In this episode I’m joined by Dr. Luke Adler to explore how shadow work can transform your sex life. We dig into why so many men use ejaculation as their primary emotional release tool and what happens when sex becomes responsible for making us feel better. We unpack the connection between safety, relaxation, and arousal, and why performance anxiety often stems from deeper places we don’t want to look at. We also explore what shifts when sex becomes an expression of connection rather than a destination to escape to. If you’ve ever wondered why “better sex” isn’t about technique, this one’s for you.

Shadow work creates the capacity to feel more, stay present, and stop using sex to discharge what we haven’t learned to process. When we release our partners from the burden of managing our emotional lives, something opens up. And when we have a group of men to hold our vulnerability, we stop needing our intimate relationships to do all that work. The path to better sex runs through your gut, your heart, and the shadows you’ve been avoiding.

Join the next Heart of Shadow Men’s Group and Retreat

Read Full Transcript Full episode text for reading and search

Jason Lange: All right, everybody, and welcome back. Super pumped to be once again joined by Dr. Luke Adler. Here, my brother at arms for the heart of shadow. Hello, sir.

Luke Adler: Hey, brother. So happy to be here. Let's do this.

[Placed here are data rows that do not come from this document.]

PR #2775, opened 2021-08-24
[STREAMSTORAGE] support an optional time to live (TTL) on a per table basis

mauricebarnum:
=== MOTIVIATION

Bookkeeper's state store is often used, especially through Pulsar
functions, to store processing state in a streaming application which
require persistent short term storage.  By allowing clients to set a
TTL, this data will get cleaned up by the system automatically.

=== CHANGES

Specify the TTL via stream.StreamConfiguration.ttlSeconds, default is an
infinite TTL.

Note that changing the TTL on existing stream will have no effect until
the stream is next loaded by a storage container.

Update RocksDB to 6.22.1.1 to address failures when using TtlDb.

### Motivation

### Changes

> ---
>
> ---
> quickly and easily:
>
>
>
> Otherwise:
> 
> 
> ---


stream/storage/impl/src/main/java/org/apache/bookkeeper/stream/storage/impl/service/RangeStoreServiceImpl.java
```diff
@@ -128,10 +140,31 @@
...
+        this.streamProperties = new ConcurrentHashMap<Long, StreamProperties>();
+    }
+
+    private CompletableFuture<StreamProperties> getStreamProperties(long streamId) {
+        final StreamProperties p = streamProperties.get(streamId);
+        if (p != null) {
+            return FutureUtils.value(p);
+        }
+
+        return clientManager.getStreamProperties(streamId)
```
pkumar-singh, line 157: Probably you can do this.
```
GetStreamRequest streamRequest = GetStreamRequest.newBuilder().setStreamId(streamId).build();
getStream(streamRequest)
```
Or you can expose `RootRangeStoreImpl:getStreamProps(long streamId)`
The one you are using is.
Making a GRPC call, which will eventually land here and execute same code.
Moreover, if you choose to use clientManager, you do not have to cache stream properties, because clientManager already does that, though incorrectly. I think ConcurrentHashmap does not protect you against race-condition unless you use putIfAbsent() API.

mauricebarnum: RootRange reads from local storage. The getStreamProps service call fails in the base impl. I tried that first. :)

Jason Lange: And we're here to talk about a fun one, guys that tends to get a lot of clicks and listens. So shadow work for better sex. You've been listening to this podcast, Luke's podcast. You've heard us talk a lot about shadow work and might be wondering, how is that going to help me in bed? Well, turns out there's actually quite a few different ways, and a lot of it is not necessarily what men tend to think about when they think about, oh, having better sex. It's some kind of technique I have to master. It's some kind of breath, it's some kind of touching her in the right space. Things that, you know, I know I certainly fell into the developmental trajectory of at some point in my life that I was like, oh, if I just do, you know, this, then this, then this and then it's all good. But we're, we're going to be kind of exploring some of the deeper things here of what's really going on with sex and how it is often very connected to our shadows and our shadow material inside, including not only performance, but also connection and just what it means to share an intimate moment with a partner.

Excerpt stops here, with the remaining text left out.